PR #3400, opened 2018-02-21
State nested field issue in argmin/argmax example description and aggregate page

chanwutk:
**In Vega-lite Doc:**
- In Aggregate page: add note about nested field issue on `argmin`/`argmax` and provide solution in the bottom of the page and link to the issue page and the example page for solution.

**In example page:**
- Add not in the description about the solution of the nested field issue on `argmin`/`argmax` and link to the issue page

### DIFF
--- a/site/docs/transform/aggregate.md
+++ b/site/docs/transform/aggregate.md
@@ -118,4 +118,4 @@ The supported **aggregation operations** are:
 | argmin    | An input data object containing the minimum field value.|
 | argmax    | An input data object containing the maximum field value.|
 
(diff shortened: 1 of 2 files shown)


site/docs/transform/aggregate.md
```diff
@@ -117,3 +117,5 @@ The supported **aggregation operations** are:
 | max       | The maximum field value.|
 | argmin    | An input data object containing the minimum field value.|
 | argmax    | An input data object containing the maximum field value.|
+
+__Note:__ When accessing aggregated argmax/argmin fields, the aggregated fields must be flatten using calculate, due to [issue about nested field #3361](https://github.com/vega/vega-lite/issues/3361),  like [this example](../../../vega-lite/examples/layer_line_co2_concentration.html).
```
kanitw: Thanks for adding this.  

One nitpick: can we have a simpler relative path (without "vega-lite")?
- - -
### Work required
Could you write out, exactly as they stand, only the lines above that begin at the line with "State nested field" and stop after the line with "- Add not in"?

### Exercise output
State nested field issue in argmin/argmax example description and aggregate page

chanwutk:
**In Vega-lite Doc:**
- In Aggregate page: add note about nested field issue on `argmin`/`argmax` and provide solution in the bottom of the page and link to the issue page and the example page for solution.

**In example page:**
- Add not in the description about the solution of the nested field issue on `argmin`/`argmax` and link to the issue page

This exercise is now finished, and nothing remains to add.